◆ Task ◆
Write out once more the lines running from the top of the entries below to the line with "- clean same-tuple", both ends included.

◆ Data provided ◆
((
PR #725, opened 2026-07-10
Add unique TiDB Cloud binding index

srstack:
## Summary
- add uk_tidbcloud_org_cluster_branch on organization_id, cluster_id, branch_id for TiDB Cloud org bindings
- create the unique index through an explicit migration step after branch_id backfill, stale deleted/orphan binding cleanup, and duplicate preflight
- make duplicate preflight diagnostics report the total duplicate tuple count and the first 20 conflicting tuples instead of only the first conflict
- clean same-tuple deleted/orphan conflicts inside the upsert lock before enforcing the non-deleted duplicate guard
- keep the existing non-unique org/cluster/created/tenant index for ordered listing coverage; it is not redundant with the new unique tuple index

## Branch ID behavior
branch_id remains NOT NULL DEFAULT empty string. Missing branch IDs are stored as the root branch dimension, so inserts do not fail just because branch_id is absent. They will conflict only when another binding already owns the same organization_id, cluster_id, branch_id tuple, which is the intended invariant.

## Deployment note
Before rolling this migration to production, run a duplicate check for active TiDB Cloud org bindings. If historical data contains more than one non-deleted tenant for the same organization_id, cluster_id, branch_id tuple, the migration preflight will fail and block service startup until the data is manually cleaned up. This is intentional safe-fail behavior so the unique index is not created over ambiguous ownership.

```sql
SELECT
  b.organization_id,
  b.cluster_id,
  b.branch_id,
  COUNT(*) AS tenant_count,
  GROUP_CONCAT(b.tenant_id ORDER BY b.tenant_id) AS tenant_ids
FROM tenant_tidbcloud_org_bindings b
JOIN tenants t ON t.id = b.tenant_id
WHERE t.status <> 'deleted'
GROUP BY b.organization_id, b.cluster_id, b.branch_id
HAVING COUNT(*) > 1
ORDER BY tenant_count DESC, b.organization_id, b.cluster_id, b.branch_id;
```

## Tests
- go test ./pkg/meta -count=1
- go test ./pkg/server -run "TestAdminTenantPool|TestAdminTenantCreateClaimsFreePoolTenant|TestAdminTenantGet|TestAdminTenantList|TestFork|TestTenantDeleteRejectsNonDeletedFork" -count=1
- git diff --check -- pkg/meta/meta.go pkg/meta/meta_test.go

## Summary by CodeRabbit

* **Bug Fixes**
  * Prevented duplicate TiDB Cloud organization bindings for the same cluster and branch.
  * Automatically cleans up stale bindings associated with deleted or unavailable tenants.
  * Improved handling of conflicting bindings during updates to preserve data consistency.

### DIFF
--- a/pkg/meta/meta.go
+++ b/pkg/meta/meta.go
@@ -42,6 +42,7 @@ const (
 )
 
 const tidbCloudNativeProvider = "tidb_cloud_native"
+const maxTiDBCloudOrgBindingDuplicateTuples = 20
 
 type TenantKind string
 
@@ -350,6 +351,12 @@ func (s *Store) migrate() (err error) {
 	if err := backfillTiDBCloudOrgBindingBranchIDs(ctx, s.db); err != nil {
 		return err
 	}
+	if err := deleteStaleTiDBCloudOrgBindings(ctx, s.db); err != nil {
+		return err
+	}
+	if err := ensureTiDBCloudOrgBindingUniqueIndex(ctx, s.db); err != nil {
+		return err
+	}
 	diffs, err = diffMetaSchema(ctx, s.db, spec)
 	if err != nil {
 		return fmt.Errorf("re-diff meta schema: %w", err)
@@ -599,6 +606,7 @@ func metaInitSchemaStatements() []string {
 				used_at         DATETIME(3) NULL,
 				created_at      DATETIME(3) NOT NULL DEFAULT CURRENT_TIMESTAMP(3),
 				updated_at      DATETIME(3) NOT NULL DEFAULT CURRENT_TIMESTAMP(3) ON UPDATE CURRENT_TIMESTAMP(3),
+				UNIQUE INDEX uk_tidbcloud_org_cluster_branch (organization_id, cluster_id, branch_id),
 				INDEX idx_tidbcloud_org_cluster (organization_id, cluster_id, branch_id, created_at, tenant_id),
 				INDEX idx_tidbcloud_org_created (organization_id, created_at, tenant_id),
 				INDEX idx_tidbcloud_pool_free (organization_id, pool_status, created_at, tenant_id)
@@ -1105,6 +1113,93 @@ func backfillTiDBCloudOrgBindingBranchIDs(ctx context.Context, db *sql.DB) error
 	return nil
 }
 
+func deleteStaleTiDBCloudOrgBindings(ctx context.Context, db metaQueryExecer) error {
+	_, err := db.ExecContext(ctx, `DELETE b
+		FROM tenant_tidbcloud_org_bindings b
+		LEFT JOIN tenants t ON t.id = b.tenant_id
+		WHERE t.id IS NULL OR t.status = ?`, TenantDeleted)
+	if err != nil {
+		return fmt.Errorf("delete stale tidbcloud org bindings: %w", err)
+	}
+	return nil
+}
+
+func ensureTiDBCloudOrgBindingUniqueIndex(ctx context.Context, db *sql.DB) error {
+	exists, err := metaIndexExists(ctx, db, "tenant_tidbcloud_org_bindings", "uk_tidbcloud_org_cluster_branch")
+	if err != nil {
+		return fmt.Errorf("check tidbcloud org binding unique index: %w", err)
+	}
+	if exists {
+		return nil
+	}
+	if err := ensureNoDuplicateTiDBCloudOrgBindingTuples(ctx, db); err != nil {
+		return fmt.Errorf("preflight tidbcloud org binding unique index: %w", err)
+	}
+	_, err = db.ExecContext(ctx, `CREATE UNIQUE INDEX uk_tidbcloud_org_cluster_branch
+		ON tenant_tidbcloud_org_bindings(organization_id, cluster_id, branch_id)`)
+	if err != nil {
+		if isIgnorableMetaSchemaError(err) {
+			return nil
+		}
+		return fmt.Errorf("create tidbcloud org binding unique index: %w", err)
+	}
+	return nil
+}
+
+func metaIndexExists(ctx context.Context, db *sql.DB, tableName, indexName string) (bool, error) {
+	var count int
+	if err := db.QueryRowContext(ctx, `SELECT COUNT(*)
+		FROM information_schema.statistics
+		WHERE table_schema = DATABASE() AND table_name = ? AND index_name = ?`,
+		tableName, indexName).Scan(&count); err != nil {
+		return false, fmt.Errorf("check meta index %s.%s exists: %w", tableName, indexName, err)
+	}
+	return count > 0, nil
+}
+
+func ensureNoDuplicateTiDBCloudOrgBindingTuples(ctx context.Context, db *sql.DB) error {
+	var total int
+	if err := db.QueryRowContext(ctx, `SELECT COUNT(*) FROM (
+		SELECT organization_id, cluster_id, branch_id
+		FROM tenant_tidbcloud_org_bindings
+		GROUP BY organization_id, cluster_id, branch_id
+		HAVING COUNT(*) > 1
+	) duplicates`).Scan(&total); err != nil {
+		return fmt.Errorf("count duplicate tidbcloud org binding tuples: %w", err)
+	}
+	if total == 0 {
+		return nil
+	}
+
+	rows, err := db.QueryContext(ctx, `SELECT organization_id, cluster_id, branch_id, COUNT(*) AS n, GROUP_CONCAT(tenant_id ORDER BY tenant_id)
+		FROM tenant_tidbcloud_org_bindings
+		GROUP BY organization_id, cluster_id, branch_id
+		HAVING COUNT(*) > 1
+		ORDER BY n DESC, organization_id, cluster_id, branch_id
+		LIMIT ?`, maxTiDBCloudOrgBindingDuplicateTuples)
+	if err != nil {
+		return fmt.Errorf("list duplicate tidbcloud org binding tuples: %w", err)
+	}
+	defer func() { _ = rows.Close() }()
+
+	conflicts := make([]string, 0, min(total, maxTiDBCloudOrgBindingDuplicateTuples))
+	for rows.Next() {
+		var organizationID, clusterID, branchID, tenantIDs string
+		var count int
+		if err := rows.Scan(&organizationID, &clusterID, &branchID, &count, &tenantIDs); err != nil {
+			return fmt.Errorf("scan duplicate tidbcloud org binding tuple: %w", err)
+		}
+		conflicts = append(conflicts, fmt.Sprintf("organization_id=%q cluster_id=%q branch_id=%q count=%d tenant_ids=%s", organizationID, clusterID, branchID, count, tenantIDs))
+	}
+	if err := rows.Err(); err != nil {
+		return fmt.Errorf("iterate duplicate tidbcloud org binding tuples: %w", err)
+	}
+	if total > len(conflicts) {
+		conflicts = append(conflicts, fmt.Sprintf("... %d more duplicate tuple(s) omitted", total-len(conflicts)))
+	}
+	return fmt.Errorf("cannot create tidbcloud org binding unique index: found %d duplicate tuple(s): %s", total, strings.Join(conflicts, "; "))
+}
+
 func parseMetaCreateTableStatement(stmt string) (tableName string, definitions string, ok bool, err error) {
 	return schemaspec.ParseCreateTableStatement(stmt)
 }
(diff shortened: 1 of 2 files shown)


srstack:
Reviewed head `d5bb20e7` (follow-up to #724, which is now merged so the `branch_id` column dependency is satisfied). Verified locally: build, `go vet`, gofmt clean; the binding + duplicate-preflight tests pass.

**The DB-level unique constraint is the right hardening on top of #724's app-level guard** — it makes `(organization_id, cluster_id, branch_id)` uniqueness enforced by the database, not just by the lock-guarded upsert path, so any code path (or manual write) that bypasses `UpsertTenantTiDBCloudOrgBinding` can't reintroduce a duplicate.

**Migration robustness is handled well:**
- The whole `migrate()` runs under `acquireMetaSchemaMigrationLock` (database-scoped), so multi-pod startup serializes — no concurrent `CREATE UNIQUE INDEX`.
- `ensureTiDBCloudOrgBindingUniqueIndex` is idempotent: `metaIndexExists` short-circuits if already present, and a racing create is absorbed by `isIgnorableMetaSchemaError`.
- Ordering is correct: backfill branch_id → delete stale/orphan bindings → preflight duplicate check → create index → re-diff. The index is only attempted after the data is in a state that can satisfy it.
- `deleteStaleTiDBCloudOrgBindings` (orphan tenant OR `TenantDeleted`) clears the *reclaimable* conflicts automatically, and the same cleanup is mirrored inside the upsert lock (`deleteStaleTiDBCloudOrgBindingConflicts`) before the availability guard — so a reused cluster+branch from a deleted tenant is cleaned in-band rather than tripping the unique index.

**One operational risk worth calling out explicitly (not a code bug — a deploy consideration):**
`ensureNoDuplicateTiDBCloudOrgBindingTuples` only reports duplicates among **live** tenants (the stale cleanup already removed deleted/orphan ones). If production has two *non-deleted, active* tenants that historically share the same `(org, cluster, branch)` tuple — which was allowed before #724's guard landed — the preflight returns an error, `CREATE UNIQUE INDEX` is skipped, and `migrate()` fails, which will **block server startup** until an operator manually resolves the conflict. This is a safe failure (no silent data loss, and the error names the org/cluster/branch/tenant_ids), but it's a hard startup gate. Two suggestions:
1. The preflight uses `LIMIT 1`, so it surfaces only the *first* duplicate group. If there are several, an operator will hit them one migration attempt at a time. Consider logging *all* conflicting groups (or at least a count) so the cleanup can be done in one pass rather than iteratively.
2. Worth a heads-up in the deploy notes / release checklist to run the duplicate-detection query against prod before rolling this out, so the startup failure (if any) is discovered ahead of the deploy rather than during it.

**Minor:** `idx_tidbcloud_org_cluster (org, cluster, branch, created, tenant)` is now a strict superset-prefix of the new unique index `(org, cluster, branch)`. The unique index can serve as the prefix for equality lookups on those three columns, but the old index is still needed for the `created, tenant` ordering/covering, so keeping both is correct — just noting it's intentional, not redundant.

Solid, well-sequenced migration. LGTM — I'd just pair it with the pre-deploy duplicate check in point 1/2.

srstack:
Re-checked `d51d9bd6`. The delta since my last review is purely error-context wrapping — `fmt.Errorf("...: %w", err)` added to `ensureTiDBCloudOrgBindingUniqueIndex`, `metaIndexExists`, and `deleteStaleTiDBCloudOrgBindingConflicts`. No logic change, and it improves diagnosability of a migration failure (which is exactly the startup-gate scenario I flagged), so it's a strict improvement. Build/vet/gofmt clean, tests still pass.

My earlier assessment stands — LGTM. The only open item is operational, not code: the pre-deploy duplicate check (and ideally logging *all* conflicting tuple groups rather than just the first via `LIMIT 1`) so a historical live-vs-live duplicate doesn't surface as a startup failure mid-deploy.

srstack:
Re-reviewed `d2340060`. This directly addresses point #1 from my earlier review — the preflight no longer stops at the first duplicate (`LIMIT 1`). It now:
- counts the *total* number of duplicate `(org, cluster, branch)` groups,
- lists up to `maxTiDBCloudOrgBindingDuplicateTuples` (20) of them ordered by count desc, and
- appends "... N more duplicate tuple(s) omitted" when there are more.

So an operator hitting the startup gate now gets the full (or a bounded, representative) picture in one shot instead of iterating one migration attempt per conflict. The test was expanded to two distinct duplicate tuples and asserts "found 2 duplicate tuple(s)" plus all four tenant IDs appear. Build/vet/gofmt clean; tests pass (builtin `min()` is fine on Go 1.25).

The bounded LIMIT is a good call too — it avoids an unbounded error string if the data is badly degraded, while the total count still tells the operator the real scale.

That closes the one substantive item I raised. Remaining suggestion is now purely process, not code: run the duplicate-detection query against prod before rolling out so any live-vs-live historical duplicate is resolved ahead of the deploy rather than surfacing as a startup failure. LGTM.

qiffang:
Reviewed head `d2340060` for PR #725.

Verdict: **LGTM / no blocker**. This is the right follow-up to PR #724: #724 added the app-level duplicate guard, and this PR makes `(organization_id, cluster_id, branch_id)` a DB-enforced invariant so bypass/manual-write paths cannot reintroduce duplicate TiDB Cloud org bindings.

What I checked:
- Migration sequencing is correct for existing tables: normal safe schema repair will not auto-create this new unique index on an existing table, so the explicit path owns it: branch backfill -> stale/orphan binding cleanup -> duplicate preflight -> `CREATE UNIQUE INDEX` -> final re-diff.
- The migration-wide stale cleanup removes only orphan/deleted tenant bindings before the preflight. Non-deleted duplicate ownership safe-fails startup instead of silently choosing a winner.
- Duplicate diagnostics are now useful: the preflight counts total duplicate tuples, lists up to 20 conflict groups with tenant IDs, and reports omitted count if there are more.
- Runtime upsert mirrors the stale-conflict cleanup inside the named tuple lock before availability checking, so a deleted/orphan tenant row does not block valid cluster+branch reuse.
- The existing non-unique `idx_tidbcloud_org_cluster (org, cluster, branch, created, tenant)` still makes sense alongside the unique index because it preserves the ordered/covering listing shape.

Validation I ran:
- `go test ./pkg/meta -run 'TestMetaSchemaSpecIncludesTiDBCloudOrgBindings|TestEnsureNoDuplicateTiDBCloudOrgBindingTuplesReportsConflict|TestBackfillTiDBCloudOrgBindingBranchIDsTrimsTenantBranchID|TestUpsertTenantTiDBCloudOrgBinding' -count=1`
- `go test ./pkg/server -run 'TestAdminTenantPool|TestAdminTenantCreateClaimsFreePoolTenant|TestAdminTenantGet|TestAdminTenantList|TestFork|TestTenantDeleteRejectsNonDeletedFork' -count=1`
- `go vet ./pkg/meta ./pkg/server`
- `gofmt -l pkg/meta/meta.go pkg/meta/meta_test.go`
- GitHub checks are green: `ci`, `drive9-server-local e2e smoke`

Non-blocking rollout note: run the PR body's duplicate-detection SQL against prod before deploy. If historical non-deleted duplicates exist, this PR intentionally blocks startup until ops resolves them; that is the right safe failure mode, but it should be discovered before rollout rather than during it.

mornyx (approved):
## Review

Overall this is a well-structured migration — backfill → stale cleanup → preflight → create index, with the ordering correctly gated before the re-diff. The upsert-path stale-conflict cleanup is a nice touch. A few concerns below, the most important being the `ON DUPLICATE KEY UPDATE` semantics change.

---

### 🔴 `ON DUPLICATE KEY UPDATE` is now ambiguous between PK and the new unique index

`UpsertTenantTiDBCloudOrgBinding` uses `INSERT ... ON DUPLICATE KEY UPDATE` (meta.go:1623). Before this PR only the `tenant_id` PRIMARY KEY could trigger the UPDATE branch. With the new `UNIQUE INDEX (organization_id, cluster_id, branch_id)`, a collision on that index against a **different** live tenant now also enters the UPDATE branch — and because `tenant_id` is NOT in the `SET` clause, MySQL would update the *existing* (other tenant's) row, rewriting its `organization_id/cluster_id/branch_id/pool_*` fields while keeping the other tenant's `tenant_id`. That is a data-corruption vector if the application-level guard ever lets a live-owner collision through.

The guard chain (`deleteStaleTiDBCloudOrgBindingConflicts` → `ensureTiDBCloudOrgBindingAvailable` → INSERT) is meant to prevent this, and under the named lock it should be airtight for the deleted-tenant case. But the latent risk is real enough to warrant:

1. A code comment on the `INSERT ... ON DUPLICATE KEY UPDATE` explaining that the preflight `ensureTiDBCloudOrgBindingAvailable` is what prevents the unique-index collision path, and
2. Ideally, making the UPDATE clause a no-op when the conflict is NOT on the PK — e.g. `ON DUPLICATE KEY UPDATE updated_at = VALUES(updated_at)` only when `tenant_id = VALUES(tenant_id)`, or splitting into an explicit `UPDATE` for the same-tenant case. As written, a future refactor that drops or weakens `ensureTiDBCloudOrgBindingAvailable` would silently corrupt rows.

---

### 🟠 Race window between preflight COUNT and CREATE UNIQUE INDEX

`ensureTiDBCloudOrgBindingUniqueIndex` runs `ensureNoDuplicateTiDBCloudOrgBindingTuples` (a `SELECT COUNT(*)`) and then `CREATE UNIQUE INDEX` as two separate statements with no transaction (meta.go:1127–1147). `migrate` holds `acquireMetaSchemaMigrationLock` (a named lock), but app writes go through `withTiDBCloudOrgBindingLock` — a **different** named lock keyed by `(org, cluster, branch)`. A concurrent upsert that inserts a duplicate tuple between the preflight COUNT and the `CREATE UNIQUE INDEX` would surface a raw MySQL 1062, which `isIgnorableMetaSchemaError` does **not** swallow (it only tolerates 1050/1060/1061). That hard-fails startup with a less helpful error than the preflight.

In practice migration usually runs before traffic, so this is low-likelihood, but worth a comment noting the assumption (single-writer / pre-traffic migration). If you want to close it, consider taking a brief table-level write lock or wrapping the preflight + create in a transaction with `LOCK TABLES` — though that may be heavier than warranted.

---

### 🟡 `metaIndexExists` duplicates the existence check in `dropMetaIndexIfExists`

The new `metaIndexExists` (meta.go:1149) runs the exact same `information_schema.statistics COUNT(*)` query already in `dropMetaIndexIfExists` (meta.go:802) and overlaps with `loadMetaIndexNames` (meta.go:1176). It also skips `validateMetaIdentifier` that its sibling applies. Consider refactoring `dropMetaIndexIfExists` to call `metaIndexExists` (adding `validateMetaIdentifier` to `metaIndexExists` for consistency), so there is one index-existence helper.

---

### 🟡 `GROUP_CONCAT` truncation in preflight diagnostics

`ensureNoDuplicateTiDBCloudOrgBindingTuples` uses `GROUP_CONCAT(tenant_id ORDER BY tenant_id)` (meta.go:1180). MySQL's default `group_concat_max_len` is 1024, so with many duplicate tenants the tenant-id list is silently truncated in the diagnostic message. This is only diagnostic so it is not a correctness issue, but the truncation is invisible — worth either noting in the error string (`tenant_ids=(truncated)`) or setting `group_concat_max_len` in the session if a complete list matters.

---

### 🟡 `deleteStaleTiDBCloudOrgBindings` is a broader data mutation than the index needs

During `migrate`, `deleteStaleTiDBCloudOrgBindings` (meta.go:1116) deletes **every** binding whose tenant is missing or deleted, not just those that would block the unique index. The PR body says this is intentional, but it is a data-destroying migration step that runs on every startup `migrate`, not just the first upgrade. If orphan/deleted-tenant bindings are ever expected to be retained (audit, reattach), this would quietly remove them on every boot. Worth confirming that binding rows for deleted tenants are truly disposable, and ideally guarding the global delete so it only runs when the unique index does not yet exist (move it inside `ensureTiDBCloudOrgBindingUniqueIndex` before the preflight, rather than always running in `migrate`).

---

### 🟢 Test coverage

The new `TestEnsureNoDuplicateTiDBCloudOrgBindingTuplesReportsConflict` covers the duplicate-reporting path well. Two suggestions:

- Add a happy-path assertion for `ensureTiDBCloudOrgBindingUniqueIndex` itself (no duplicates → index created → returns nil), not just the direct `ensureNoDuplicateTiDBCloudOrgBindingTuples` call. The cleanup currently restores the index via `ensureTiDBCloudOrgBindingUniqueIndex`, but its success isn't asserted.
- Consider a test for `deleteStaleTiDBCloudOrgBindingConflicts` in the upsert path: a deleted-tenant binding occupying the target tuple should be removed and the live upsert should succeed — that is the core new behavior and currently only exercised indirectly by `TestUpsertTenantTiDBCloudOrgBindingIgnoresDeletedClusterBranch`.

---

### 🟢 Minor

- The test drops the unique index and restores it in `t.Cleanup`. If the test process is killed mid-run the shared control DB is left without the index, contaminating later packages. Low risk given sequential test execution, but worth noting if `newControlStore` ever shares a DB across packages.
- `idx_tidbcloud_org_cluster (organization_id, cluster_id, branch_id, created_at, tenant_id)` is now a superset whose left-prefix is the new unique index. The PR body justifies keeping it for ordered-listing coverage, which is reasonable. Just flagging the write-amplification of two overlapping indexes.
))
◆ Output for this task ◆
PR #725, opened 2026-07-10
Add unique TiDB Cloud binding index

srstack:
## Summary
- add uk_tidbcloud_org_cluster_branch on organization_id, cluster_id, branch_id for TiDB Cloud org bindings
- create the unique index through an explicit migration step after branch_id backfill, stale deleted/orphan binding cleanup, and duplicate preflight
- make duplicate preflight diagnostics report the total duplicate tuple count and the first 20 conflicting tuples instead of only the first conflict
- clean same-tuple deleted/orphan conflicts inside the upsert lock before enforcing the non-deleted duplicate guard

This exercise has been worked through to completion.